Records shown section start

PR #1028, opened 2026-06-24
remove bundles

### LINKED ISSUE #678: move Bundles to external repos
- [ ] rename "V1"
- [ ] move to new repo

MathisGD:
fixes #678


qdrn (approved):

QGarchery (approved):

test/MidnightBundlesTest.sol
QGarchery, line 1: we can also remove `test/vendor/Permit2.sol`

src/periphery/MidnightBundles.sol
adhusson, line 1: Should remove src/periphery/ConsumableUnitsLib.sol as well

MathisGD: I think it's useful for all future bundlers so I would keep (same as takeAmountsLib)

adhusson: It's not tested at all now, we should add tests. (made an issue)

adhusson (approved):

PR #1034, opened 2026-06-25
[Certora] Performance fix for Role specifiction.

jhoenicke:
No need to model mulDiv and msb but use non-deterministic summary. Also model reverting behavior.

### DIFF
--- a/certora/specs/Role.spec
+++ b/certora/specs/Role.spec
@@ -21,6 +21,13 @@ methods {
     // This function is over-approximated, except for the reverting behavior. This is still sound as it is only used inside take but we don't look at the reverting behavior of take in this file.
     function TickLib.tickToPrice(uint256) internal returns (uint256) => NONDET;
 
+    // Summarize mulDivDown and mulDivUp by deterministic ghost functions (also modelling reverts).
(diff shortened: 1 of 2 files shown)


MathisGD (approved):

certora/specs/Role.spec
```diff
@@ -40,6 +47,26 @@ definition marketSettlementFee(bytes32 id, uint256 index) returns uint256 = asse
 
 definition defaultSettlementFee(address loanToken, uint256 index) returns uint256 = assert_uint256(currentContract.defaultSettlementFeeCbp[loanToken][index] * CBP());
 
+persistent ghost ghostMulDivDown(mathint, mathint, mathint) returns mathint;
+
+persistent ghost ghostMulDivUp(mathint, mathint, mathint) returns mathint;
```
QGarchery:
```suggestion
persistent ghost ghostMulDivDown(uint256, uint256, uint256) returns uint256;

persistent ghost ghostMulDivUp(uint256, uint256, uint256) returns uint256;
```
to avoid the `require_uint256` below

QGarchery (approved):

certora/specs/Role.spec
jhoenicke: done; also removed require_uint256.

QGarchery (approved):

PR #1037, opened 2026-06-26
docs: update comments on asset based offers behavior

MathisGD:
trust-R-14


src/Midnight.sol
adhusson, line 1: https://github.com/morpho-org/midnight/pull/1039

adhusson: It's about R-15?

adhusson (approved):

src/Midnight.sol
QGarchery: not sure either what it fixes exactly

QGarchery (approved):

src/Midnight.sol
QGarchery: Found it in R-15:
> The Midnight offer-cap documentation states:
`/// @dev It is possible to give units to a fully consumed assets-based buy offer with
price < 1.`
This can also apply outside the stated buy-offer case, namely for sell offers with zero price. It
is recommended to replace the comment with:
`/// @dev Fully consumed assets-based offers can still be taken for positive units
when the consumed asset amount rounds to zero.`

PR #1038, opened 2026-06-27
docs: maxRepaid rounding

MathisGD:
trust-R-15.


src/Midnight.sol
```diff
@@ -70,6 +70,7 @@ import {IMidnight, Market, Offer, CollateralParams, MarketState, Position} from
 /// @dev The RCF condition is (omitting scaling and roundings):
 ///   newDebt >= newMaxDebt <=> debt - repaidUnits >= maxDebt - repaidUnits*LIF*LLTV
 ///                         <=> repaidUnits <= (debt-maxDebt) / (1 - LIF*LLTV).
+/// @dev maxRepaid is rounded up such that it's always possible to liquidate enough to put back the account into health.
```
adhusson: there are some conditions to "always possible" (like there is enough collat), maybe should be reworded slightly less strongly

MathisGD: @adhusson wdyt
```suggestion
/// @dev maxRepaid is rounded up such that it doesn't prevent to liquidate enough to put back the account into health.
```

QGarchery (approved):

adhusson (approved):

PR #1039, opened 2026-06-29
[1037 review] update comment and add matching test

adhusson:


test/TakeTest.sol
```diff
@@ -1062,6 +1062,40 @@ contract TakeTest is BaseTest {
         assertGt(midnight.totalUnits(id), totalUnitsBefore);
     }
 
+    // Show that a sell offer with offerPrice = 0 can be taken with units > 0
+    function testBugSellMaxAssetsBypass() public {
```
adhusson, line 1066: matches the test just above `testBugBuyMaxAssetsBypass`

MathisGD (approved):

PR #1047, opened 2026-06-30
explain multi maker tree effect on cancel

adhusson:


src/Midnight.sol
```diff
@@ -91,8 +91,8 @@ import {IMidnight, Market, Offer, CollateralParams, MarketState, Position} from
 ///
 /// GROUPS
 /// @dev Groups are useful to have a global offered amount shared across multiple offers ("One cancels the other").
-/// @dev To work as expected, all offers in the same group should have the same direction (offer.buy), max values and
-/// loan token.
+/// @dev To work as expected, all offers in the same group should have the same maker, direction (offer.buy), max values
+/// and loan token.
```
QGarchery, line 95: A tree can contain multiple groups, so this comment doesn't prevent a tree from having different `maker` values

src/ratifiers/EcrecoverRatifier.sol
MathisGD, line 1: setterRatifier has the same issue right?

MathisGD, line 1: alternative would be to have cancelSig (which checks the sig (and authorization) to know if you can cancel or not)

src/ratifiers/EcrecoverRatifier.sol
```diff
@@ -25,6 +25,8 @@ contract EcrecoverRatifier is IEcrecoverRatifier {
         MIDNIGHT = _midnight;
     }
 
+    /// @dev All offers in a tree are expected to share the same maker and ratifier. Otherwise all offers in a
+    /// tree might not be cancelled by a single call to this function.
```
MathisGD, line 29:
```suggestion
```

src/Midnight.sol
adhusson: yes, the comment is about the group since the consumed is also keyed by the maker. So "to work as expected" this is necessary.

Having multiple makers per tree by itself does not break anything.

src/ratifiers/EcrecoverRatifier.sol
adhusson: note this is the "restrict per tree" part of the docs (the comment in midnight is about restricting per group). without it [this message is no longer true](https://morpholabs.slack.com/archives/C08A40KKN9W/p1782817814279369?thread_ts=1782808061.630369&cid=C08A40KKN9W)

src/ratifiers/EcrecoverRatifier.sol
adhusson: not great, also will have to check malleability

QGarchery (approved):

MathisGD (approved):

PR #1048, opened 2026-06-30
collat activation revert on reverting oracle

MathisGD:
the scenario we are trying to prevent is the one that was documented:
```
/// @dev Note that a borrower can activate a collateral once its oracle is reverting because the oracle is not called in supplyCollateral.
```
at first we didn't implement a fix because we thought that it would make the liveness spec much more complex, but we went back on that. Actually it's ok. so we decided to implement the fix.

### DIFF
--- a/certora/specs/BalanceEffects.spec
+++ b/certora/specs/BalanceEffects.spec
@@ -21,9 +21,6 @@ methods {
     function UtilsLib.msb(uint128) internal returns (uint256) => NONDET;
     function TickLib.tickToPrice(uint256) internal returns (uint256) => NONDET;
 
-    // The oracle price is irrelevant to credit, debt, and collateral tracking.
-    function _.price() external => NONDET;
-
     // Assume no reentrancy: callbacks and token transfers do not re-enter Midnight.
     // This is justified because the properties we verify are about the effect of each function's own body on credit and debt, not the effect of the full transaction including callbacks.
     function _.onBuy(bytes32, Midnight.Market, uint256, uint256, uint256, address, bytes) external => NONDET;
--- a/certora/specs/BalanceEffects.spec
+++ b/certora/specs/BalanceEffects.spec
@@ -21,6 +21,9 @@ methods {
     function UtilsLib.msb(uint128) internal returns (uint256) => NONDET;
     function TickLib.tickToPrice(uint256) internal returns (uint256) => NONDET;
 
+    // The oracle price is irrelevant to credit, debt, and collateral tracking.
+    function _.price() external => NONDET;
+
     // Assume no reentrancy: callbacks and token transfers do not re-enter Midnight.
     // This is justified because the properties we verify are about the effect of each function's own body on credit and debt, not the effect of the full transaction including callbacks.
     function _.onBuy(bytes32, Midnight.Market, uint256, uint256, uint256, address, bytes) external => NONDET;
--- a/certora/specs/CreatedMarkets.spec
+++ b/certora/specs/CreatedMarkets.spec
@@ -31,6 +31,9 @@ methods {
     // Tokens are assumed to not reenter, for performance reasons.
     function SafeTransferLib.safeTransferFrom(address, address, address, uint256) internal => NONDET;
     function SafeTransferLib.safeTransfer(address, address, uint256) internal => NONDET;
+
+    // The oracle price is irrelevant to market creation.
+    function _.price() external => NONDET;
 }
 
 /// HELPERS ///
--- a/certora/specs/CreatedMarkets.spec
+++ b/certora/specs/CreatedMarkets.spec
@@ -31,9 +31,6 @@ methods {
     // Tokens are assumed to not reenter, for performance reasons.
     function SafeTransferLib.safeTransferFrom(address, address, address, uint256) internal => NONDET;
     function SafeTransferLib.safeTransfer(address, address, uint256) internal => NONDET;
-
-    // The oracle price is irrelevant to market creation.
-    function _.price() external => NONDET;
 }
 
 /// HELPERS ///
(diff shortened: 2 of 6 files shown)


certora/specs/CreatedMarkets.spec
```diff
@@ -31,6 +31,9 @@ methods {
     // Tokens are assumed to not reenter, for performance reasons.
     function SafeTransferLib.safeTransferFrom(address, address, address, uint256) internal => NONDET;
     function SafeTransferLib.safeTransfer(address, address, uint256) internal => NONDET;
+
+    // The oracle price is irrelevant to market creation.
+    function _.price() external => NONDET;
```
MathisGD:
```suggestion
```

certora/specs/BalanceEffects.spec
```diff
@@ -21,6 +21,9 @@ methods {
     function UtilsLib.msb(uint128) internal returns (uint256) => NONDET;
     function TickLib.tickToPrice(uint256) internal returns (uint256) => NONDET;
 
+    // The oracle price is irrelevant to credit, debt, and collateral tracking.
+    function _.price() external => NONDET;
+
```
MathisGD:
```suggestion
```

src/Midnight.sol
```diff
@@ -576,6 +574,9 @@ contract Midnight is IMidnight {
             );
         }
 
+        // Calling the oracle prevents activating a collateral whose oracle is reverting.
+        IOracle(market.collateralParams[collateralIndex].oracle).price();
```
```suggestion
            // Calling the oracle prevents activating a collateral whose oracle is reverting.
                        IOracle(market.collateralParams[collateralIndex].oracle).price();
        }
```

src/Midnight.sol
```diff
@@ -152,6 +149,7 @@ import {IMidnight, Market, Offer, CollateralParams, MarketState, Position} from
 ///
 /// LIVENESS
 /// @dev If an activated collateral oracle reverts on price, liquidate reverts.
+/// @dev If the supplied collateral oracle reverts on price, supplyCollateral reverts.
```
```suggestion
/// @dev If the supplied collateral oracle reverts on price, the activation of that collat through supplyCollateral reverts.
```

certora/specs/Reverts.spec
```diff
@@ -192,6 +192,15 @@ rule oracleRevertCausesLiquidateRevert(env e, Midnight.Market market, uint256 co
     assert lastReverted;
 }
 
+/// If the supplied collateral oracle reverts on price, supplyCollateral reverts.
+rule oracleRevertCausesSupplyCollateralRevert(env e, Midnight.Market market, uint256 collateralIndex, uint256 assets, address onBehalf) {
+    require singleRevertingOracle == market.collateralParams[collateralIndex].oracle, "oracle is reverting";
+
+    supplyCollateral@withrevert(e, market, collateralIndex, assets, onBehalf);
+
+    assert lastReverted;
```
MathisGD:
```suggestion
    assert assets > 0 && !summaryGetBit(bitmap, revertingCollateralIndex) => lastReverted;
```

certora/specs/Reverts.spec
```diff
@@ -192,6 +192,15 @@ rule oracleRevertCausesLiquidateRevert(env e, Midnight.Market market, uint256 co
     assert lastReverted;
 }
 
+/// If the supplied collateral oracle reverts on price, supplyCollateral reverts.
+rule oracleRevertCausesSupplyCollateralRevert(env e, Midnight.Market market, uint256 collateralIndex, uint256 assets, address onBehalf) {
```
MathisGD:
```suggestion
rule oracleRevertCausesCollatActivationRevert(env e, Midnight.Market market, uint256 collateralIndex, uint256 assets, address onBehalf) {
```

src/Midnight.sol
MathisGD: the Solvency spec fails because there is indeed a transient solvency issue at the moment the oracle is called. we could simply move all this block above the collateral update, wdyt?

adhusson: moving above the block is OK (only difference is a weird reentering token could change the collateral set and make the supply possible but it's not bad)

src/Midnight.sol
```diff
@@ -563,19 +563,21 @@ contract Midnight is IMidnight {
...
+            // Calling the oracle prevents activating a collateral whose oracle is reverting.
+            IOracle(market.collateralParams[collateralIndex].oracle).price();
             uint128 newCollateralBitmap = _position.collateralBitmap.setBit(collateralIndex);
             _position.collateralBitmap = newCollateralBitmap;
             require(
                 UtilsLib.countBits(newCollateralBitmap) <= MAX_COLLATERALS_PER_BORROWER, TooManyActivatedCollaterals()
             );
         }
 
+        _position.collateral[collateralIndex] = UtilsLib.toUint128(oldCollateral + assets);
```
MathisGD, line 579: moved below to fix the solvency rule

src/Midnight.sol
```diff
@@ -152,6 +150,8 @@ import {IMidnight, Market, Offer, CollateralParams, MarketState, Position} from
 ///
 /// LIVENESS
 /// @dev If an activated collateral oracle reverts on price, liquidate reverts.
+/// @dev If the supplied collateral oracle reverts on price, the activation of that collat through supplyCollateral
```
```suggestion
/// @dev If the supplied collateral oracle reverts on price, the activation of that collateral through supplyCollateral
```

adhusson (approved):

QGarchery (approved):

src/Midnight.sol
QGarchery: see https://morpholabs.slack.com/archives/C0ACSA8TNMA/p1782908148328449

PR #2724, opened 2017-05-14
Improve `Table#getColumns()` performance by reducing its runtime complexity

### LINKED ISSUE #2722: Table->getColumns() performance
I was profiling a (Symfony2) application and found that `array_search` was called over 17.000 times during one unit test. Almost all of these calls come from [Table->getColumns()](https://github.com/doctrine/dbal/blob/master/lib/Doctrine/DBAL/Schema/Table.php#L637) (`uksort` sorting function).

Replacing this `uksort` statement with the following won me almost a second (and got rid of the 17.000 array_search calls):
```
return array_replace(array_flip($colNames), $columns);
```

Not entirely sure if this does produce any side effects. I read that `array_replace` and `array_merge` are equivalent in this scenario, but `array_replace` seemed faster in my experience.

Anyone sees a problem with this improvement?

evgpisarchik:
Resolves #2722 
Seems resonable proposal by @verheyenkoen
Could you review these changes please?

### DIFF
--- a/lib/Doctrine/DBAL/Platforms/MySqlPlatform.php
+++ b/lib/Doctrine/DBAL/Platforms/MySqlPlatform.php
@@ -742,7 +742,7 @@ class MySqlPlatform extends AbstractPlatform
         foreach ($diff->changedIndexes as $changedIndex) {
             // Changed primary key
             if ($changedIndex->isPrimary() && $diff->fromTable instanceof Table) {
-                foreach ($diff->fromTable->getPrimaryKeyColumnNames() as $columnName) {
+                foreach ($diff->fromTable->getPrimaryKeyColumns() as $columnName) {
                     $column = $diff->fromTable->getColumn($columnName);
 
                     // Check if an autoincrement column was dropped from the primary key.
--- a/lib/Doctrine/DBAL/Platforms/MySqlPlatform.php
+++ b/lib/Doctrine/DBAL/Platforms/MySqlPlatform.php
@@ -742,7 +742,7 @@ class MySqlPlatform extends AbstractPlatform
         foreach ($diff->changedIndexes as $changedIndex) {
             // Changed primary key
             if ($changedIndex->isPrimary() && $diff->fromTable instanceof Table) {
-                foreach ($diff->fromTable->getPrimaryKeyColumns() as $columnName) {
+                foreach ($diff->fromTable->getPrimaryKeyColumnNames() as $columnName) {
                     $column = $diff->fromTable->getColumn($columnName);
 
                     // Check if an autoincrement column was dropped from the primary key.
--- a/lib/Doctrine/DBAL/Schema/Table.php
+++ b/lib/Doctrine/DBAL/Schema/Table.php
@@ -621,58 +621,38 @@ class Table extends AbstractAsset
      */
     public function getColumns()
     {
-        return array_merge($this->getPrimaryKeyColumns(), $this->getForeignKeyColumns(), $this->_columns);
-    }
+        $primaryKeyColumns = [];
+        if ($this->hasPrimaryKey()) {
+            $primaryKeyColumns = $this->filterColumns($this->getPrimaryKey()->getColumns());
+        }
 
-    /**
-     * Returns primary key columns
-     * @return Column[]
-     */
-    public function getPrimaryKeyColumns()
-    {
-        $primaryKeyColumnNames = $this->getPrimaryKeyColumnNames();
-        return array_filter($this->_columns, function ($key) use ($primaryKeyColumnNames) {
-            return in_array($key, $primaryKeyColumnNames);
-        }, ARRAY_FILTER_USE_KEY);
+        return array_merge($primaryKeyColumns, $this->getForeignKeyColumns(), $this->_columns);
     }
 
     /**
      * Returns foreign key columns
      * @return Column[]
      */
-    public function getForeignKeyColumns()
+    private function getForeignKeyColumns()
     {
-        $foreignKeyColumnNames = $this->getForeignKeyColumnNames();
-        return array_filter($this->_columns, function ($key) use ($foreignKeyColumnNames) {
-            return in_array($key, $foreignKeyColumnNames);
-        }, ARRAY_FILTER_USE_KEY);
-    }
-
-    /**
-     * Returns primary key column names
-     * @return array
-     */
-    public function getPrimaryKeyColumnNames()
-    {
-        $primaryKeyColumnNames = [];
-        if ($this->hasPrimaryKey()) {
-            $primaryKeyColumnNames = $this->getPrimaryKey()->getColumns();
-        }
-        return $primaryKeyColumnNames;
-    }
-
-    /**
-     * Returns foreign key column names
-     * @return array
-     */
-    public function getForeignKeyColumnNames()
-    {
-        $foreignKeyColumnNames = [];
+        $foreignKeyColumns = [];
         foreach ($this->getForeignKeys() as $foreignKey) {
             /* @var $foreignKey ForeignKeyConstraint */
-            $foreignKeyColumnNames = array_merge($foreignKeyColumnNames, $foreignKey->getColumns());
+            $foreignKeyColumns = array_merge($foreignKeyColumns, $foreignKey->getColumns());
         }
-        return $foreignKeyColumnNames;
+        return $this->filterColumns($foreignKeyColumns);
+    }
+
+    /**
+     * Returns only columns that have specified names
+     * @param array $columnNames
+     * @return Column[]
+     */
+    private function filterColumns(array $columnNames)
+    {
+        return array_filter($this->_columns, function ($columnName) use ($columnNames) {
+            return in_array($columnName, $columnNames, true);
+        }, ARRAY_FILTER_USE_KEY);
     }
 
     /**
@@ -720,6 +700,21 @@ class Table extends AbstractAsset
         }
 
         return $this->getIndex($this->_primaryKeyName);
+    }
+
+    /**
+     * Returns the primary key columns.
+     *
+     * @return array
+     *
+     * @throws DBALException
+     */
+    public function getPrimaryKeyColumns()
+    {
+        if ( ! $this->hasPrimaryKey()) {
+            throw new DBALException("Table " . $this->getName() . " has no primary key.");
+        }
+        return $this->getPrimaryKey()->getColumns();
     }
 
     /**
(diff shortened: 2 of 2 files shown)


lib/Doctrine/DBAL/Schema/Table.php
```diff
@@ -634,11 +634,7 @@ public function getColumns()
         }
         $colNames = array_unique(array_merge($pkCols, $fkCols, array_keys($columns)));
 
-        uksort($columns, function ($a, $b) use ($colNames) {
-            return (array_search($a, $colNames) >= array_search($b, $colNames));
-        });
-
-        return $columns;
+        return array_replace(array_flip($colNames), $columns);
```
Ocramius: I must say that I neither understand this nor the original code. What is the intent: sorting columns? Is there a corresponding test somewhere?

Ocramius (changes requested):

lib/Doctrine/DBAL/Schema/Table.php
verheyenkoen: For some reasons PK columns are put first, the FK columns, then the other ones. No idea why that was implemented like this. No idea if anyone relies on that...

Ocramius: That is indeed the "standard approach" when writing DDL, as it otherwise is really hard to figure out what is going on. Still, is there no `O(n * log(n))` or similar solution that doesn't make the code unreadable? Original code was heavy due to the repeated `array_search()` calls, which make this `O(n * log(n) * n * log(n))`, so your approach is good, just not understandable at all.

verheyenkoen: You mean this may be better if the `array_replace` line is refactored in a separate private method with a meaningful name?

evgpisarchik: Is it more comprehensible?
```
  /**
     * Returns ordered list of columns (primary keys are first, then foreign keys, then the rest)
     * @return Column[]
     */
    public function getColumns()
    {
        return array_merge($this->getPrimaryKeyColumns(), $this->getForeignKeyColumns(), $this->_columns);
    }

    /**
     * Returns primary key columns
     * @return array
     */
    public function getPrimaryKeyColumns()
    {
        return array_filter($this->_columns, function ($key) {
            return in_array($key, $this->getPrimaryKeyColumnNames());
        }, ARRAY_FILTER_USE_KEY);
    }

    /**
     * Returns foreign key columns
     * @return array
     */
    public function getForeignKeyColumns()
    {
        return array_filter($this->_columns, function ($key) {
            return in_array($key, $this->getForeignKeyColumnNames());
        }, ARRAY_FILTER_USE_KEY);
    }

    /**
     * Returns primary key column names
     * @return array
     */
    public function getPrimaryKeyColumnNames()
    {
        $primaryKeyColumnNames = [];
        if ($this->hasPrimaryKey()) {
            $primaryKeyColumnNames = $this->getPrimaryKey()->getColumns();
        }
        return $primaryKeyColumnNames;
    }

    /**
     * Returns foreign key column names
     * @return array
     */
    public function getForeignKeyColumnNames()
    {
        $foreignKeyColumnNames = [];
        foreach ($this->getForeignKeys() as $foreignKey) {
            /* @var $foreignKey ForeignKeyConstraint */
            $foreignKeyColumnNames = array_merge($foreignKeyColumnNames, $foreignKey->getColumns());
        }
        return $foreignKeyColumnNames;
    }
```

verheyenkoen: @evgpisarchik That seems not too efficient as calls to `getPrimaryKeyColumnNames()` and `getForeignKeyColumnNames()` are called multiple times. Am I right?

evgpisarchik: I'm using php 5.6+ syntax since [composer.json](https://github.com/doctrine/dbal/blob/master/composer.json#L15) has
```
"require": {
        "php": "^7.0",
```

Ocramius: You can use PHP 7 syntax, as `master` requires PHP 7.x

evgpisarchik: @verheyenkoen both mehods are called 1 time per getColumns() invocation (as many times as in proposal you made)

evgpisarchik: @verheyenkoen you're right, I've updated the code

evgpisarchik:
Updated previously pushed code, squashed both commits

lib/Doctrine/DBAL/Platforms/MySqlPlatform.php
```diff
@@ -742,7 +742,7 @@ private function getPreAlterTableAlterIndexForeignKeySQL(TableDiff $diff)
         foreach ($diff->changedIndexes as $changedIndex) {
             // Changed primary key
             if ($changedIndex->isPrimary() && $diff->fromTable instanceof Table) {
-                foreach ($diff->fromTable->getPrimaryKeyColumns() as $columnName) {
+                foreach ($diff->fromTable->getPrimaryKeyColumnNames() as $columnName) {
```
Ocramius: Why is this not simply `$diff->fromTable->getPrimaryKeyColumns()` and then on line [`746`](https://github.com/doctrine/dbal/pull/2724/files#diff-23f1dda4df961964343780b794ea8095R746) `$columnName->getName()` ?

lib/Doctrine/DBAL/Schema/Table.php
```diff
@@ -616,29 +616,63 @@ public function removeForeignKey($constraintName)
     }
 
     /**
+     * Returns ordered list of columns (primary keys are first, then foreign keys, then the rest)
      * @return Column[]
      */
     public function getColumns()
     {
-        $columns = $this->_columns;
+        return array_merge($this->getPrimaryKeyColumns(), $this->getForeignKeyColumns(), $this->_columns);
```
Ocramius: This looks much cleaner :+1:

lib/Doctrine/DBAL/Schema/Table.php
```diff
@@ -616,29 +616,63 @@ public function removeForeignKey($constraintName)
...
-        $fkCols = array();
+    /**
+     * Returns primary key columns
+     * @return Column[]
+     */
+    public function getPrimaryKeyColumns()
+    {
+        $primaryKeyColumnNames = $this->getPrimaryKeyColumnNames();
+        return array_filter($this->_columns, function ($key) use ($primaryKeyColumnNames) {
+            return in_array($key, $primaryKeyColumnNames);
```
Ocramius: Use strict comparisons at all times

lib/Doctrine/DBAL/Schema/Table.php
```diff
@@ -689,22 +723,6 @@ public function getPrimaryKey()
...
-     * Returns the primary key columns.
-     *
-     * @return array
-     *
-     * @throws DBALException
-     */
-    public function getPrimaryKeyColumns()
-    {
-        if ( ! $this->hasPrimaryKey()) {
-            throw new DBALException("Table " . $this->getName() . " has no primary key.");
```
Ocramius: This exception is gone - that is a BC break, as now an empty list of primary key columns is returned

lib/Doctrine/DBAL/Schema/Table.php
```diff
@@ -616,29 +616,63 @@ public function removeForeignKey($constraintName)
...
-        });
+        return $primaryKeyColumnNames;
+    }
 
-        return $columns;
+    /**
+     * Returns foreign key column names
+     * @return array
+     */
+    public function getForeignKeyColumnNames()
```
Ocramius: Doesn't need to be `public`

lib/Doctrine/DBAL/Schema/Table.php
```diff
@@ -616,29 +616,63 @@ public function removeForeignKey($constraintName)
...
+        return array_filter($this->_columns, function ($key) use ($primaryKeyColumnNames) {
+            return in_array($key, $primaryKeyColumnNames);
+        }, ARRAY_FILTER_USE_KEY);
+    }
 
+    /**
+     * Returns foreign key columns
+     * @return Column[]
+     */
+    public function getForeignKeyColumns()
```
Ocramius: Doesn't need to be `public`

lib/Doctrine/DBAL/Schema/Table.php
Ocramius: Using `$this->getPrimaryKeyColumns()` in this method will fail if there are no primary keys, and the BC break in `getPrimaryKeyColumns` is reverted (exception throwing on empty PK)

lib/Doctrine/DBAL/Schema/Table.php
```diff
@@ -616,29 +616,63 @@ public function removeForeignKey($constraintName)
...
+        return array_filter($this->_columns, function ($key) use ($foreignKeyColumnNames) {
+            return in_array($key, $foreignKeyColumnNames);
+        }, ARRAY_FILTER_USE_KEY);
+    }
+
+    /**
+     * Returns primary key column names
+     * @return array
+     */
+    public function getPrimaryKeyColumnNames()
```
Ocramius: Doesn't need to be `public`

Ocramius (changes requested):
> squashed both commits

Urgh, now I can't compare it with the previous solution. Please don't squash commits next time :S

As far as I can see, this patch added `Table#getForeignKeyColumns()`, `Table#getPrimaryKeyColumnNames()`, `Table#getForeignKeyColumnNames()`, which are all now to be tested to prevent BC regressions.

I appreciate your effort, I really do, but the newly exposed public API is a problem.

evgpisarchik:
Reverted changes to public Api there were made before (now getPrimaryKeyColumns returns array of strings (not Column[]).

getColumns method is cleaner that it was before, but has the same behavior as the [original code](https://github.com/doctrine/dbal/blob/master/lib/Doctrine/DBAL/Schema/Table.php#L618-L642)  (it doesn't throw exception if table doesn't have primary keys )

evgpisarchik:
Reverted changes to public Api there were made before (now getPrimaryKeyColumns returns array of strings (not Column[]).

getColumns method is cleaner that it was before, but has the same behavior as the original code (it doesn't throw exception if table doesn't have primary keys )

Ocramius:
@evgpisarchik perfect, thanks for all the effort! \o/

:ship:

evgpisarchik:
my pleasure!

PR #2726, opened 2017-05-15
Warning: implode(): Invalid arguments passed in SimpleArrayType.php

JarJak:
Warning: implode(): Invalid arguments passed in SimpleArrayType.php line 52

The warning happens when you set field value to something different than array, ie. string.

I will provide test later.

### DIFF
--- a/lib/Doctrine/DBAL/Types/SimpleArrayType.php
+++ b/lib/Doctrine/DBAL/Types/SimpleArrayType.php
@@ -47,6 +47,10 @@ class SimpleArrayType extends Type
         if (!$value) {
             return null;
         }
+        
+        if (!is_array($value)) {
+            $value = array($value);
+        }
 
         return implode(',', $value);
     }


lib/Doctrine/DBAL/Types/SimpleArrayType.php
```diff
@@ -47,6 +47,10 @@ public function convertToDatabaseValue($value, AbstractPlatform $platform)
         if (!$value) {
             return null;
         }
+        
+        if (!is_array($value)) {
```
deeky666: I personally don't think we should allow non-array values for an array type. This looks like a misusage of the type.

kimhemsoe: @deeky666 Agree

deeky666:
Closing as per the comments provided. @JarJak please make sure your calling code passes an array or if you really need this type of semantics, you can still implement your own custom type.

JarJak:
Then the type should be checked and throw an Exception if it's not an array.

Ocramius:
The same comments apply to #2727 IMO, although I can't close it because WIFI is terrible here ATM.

Records shown section end

# [What to do]
Wherever the string "methods" appears in the entries, copy that line.

# [Response to this task]
@@ -21,6 +21,13 @@ methods {
@@ -21,9 +21,6 @@ methods {
@@ -21,6 +21,9 @@ methods {
@@ -31,6 +31,9 @@ methods {
@@ -31,9 +31,6 @@ methods {
@@ -31,6 +31,9 @@ methods {
@@ -21,6 +21,9 @@ methods {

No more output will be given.